[Exercise description] Begin at the line below that has "exactly these numbers." and stop after the line that has "Twenty minutes and". Please restate only those lines, word for word.

[Dataset excerpts]
Issue #665, opened 2026-07-09
[bench] Tess-4-27B on single RTX 4090 (llama.cpp DFlash n=4, 96K) — 117/150 off · 125/150 on, beats dual-3090 ref


seanyourhighness:
> ### ⚠️ Read this before parsing the pasted report
>
> My llama-server runs `--alias qwen3.6-27b` for downstream-routing reasons, so every
> auto-captured line in the report below reads `model=qwen3.6-27b`. **The weights are
> `Tess-4-27B-Q4_K_M.gguf`** (migtissera). These are **Tess** numbers, not Qwen3.6
> numbers. Sorry for the trap — the alias is load-bearing in my stack and I didn't want
> to restart the server mid-benchmark and invalidate the run.

## Exact serving command

```bash
llama.cpp b9932 (a646006f0), host build, no container

llama-server \
  -m Tess-4-27B-Q4_K_M.gguf \
  --model-draft Qwen3.6-27B-DFlash-Q4_K_M.gguf \
  --spec-type draft-dflash --spec-draft-n-max 4 \
  --alias qwen3.6-27b \
  --ctx-size 98304 --gpu-layers all \
  --cache-type-k q4_0 --cache-type-v q4_0 --flash-attn on \
  --jinja --chat-template-file qwen36-vanilla-embedded-unsloth.jinja \
  --batch-size 2048 --ubatch-size 512 --parallel 1 \
  --threads 16 --threads-batch 16 \
  --temp 0.6 --top-p 0.95 --top-k 20 --min-p 0.75
```

GPU: 1× RTX 4090 (24564 MiB), driver 610.62, WSL2.
club-3090 @ `977d34f` · benchlocal-cli `0.9.7`.

Note the DFlash drafter is the **stock Qwen3.6-27B** DFlash head running against a
**Tess** target — an off-distribution pairing. It still works (aggregate draft
acceptance ~0.70 on short-ctx agent traffic), which may itself be of interest given
`INTERNALS.md`'s DFlash forensics.

Quality packs ran at their canonical **temp 0** (I did *not* pass
`--sampling-from-server`), so the server's `--temp 0.6 --min-p 0.75` defaults did not
affect the scores.

## What this contributes

A **single-card 4090** data point for **Tess-4-27B**, which the catalog's Tess compose
explicitly calls out as missing:

> *"a single-card long-ctx variant is architecturally valid but not yet benched."*
[...]

PR #674, opened 2026-07-11
BENCHMARKS: single-4090 Tess-4 + Eagle3 8-pack quality (124/150 on · 115/150 off)

seanyourhighness:
Adds a **`### Single-card (1× RTX 4090) — llama.cpp`** subsection under `## Tess-4-27B` — the first single-4090 data point for Tess-4-27B with an **Eagle3 draft** on mainline llama.cpp b9932.

### 8-pack (`quality-test.sh --full`, 150 scenarios, packs v1.0.x)
| | think-on | think-off |
|---|---:|---:|
| **TOTAL** | **124/150 (82.7%)** | **115/150 (76.7%)** |

Per-pack ON: toolcall 15·instructfollow 15·structoutput 14·dataextract 14·reasonmath 13·bugfind 13·hermesagent 15/20·cli-40 25/40
Per-pack OFF: 14·13·14·12·11·12·15/20·24/40

### Config
`Tess-4-27B-Q4_K_M` + Tess-matched Eagle3 draft (`…-EAGLE3-Q4_K_M`, 0.39 GB) via `--spec-type draft-eagle3 --spec-draft-n-max 2`, pinned vanilla Unsloth template, q4_0/q4_0 KV, ctx 98304, b4096/u1024, `--reasoning on`, sampler `min-p 0` (temp 0.6/top-p 0.95/top-k 20). Single RTX 4090 (WSL2).

### Notes
- **vs same-rig DFlash baseline (2026-07-09, min-p 0.75): 125 on / 117 off** → within 1–2 scenarios (single-run noise). Eagle3 is quality-equivalent to DFlash (both output-lossless); the `min-p 0.75→0` sampler change costs no measurable quality.
- **`--spec-draft-n-max` sweep (this rig):** n_max=2 optimal (~76 code TPS), 4→68, 6→54, 8→47 — deeper drafting is strictly worse for Tess-4.
- Quality-only submission — throughput cells left un-rebenched (`~76` code TPS carried from the n_max sweep, not a formal `bench.sh` run).


noonghunna:
This is a genuinely important data point, beyond the numbers — thanks for the careful labeling (informal TPS flagged, "no compose yet", full config inline; exactly the shape we want these rows in).

**Why it matters: your run completes the EAGLE3 mechanism story.** In vLLM, this same head accepts at ~40% — we traced that to trunk-feature misalignment (the head is byte-identical to the base Qwen3.6 head; the fine-tune shifted the hidden-state space it was trained to read — forensics in #662). Your external EAGLE3 on mainline llama.cpp is **token-fed**: it never sees the drifted representations, exactly like the external MTP (62% accept) and DFlash paths. With your row, all three token-fed drafters (MTP, DFlash, EAGLE3) are now measured lossless-and-paying on the GGUF path, while every hidden-state-fed variant fails on this fine-tune. That's the cleanest cross-engine confirmation of the mechanism we have — and your n_max=2 sweet spot matches our MTP n-sweep on the dual (also n=2, same deep-draft decay shape).

**One ask before/after merge (either way):** where does `Tess-4-27B-EAGLE3-Q4_K_M` come from? Self-converted from `migtissera/Tess-4-27B-EAGLE3` — and if so, with which convert script/commit? A one-liner in the row (or a link if you've published the GGUF) makes it reproducible for the next 4090 owner; we'd fold the recipe into the model README.

**Engine context worth knowing (post-dates your run):** the 118-vs-125 chase in #665 resolved to the engine build — think-ON totals read ~4 points higher on newer llama.cpp builds (greedy think-OFF ties exactly), and we've bumped the fleet pin to `server-cuda-b9967` (#680). No change needed here: your row is dated and build-labeled (b9932), which is precisely why the convention exists. Just expect think-ON comparisons against newer-pin runs to skew a few points.

Merging — thanks again. Your OFF 115 landing exactly on our dual-rig OFF 115 (two rigs, two drafters, two builds) is about as solid as a cross-rig anchor gets.

seanyourhighness:
Glad the row slots into the mechanism story — the token-fed vs hidden-state-fed framing also retroactively explains my n_max sweep shape better than my "deep drafts waste verification" hand-wave did.

Provenance, fully reproducible:

**Source:** `migtissera/Tess-4-27B-EAGLE3` (HF, `LlamaForCausalLMEagle3`, 610M, BF16 safetensors). Self-converted — no published GGUF exists yet (happy to push BF16/Q8_0/Q4_K_M to HF if you'd rather link than recipe).

**Recipe** (llama.cpp **b9932 / `a646006f0`** — deliberately the same checkout that served the benchmark, so one pin reproduces the whole row):

```bash
# target dir needs ONLY the base model's config.json + tokenizer files —
# no 27B weights required (~20 MB download, not ~55 GB)
python convert_hf_to_gguf.py <Tess-4-27B-EAGLE3-dir> \
  --target-model-dir <Tess-4-27B-metadata-dir>        # → BF16 GGUF (1.2 GB)
llama-quantize Tess-4-27B-EAGLE3-BF16.gguf Tess-4-27B-EAGLE3-Q4_K_M.gguf Q4_K_M   # → 403 MB
```

The converter reads target hidden size 5120 from the target config, selects extraction layers `[2, 32, 61]`, and writes the 32K→248K `d2t` vocab map into the GGUF (`eagle3.target_layers` / `eagle3.target_hidden_size` metadata, verifiable with `llama-gguf`). Q8_0 (629 MB) same way; my sweep found Q4_K_M draft quantization quality-free and fastest (acceptance is flat across draft quants — 27.4–28.0% at n=4 — so the smallest draft wins on latency).

One row-level suggestion when you fold this in: worth noting the metadata-only `--target-model-dir` trick explicitly — it's the difference between "clone two repos, 20 min" and "download the full BF16 base" for the next 4090 owner.

Noted on the b9967 think-ON skew from #665 — my next full-pack runs will be on the new pin, ×3 per the ON contract, so the dated b9932 rows stay as-is and the next rows will be directly comparable to fleet numbers.

noonghunna:
Folded — the row now carries the full provenance including the `--target-model-dir` metadata-only trick, called out exactly as you suggested (6da2456), with your comment linked as the canonical recipe.

**And yes please on pushing to HF** — a linkable artifact beats a recipe for most users. All three (BF16/Q8_0/Q4_K_M) would be ideal: your own sweep shows Q4_K_M is the one people should serve, but the BF16 is the one a future re-quant or a different engine's converter wants to start from. If you put the recipe + the acceptance-flat-across-draft-quants finding in the model card, we'll repoint the BENCHMARKS link at the repo and it becomes the reference EAGLE3-GGUF for Tess. Worth a heads-up to @trinity-cloud too — it's his head finding a consumer path.

Two things your numbers quietly settled, for the record:

- **The baked extraction layers are (2, 32, 61)** — the same taps vLLM defaults to when the config omits `eagle_aux_hidden_state_layer_ids`. So the llama.cpp and vLLM paths were reading the *same taps* all along, and the acceptance split (your working ~28% token-fed vs the ~40%-but-never-paying hidden-state path) is purely the feed mechanism plus draft economics — a 403 MB draft is cheap enough that 28% pays, while vLLM's in-graph path can't win at 40% against a fast quantized trunk. Cleaner than any explanation we had.
- **Draft-quant quality-freeness** extends the `mtp.fc` law from #662 in an interesting direction: *target-side* head precision is critical (quantize it → 0% accept), *draft-side* precision is free (BF16 ≡ Q4_K_M). Precision matters where the hidden states live, not where the tokens live — one more datapoint for the token-fed framing.

Good call keeping the b9932 rows dated and immutable — ×3 on b9967 whenever the card frees up, and between that and our shipped-config refresh the engine-vs-numerics residual from #665 closes itself.

noonghunna:
Recipe reproduced end-to-end, and we owe you one — it went from your comment to a serving artifact in under 20 minutes, with zero local toolchain (the `full-b9967` CPU docker image bundles both the converter and `llama-quantize`, so the whole thing ran as two `docker run`s). Every value you stated verified at our pin: BF16 1.22 GB, Q4_K_M 402.5 MiB, `eagle3.target_layers [2,32,61]`, `target_hidden_size 5120`, the 248320-vocab d2t map. The metadata-only `--target-model-dir` trick worked exactly as advertised — 12 MB of config+tokenizer instead of a 55 GB base pull. Recipe is version-robust across the b9932→b9967 gap.

Then we ran the head-to-head that was still missing: **EAGLE3-external vs MTP-external, same dual-3090, same session, fresh boots, n=2 both, only the draft file + `--spec-type` changed:**

| arm | accept (aggregate) | narr / code wall TPS |
|---|---:|---:|
| MTP external (shipped) | **0.737** | **63.4 / 73.5** |
| EAGLE3 external (your recipe, our build) | 0.408 | 47.5 / 61.3 |

**MTP wins decisively here — no EAGLE3 compose ships**, artifact kept for the day a stronger head lands (it drops into the same compose shape unchanged). Your 27.4–28.0% at n=4 and our 0.408 at n=2 are the same story once per-position decay is accounted for.

The part worth keeping: **token-fed EAGLE3 accepts ~0.40 — statistically the same as the ~0.40 the identical head scores hidden-state-fed in vLLM.** Feed mechanism changes nothing for this head. Contrast the MTP head: 0% hidden-state-fed, 0.74 token-fed. So the two drafters fail in opposite ways — **EAGLE3 is feed-robust but capability-limited; MTP is capability-strong but alignment-limited** — and the winner is the strong head with its feed fixed. It also cleanly explains your rig: EAGLE3 viable at ~76 code TPS, but your DFlash (a ~0.70-accept head) at 118 — this head works everywhere and wins nowhere on Tess until someone trains a stronger one.

@trinity-cloud this one's for you as much as for Sean — it sharpens the #662 pitch by one notch: your EAGLE3's ~40% ceiling is now confirmed **feed-independent** (same acceptance in-graph and token-fed, two engines), so more EAGLE3 training data would lift it *everywhere at once* — and a realigned MTP-class head remains the bigger prize (the 0.74-token-fed head shows what the trunk supports; realignment unlocks that class of acceptance *inside vLLM* where it's currently 0%). Either path drops into composes that already exist on both engines, benchable against exactly these numbers.

Also incidental but real: the MTP arm doubled as a fresh b9967 re-bench of the shipped compose — 63.4/73.5 wall vs the 52/68 on the b9246 row (+22% narr / +8% code). The pin bump bought throughput as well as the think-ON quality. Both rows are in BENCHMARKS now (dated, pin-labeled), your recipe linked as canonical.

Standing offer from earlier still applies: push your GGUFs to HF and we'll repoint the row link at the repo.

seanyourhighness:
Twenty minutes and zero local toolchain is better than the recipe deserved — good to know the full-b9967 CPU image bundles the converter, that's worth a line in the README recipe section too.

GGUFs are up: **https://huggingface.co/YourHighnessLA/Tess-4-27B-EAGLE3-GGUF** — all three quants plus the recipe as the model card, with your dual-3090 head-to-head numbers and the #662/#665 links included so the card tells the honest story (accelerates Tess-4, loses to any ~0.70-accept head, kept for the day a stronger head lands). Repoint the row link whenever convenient.

One caveat before "feed mechanism changes nothing" hardens into lore: my rig's n=2 number was **0.491** (SPEED-Bench coding+reasoning, OSL 512, Q4_K_M target) — ~9 points above both your 0.408 and the vLLM ceiling. Same story directionally (this head tops out far below the 0.70 class no matter how you feed it), but the tidy ≈0.40 equality may be partly workload/target-quant flavored rather than a constant of the head. Your aggregate mixes narration in; mine was code+reasoning only, which this head's training mix favors. Worth keeping the claim as "same band, feed-independent" rather than "same number."

The opposite-failure-modes framing (feed-robust-but-capability-limited vs capability-strong-but-alignment-limited) is the crispest one-line summary of this whole thread — if trinity-cloud only reads one sentence of #662, it should be that one.

And +22% narr on the shipped compose from the pin bump alone is a nice bonus to fall out of a provenance question. b9967 ×3 quality rerun still on deck from #665 — same watch list as agreed there.

seanyourhighness:
GGUFs are up on HF: [YourHighnessLA/Tess-4-27B-EAGLE3-GGUF](https://huggingface.co/YourHighnessLA/Tess-4-27B-EAGLE3-GGUF) — BF16, Q8_0, and Q4_K_M all there with the conversion recipe and benchmark numbers in the card.

@trinity-cloud this is your head finding a consumer path — the token-fed external path on a single 4090 is lossless and pays at ~76 code tok/s (1.55× over no-spec), and the acceptance ceiling is confirmed feed-independent so more training data would lift it everywhere at once.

[Finished task]
@trinity-cloud this one's for you as much as for Sean — it sharpens the #662 pitch by one notch: your EAGLE3's ~40% ceiling is now confirmed **feed-independent** (same acceptance in-graph and token-fed, two engines), so more EAGLE3 training data would lift it *everywhere at once* — and a realigned MTP-class head remains the bigger prize (the 0.74-token-fed head shows what the trunk supports; realignment unlocks that class of acceptance *inside vLLM* where it's currently 0%). Either path drops into composes that already exist on both engines, benchable against exactly these numbers.

Also incidental but real: the MTP arm doubled as a fresh b9967 re-bench of the shipped compose — 63.4/73.5 wall vs the 52/68 on the b9246 row (+22% narr / +8% code). The pin bump bought throughput as well as the think-ON quality. Both rows are in BENCHMARKS now (dated, pin-labeled), your recipe linked as canonical.

Standing offer from earlier still applies: push your GGUFs to HF and we'll repoint the row link at the repo.

seanyourhighness:
Twenty minutes and zero local toolchain is better than the recipe deserved — good to know the full-b9967 CPU image bundles the converter, that's worth a line in the README recipe section too.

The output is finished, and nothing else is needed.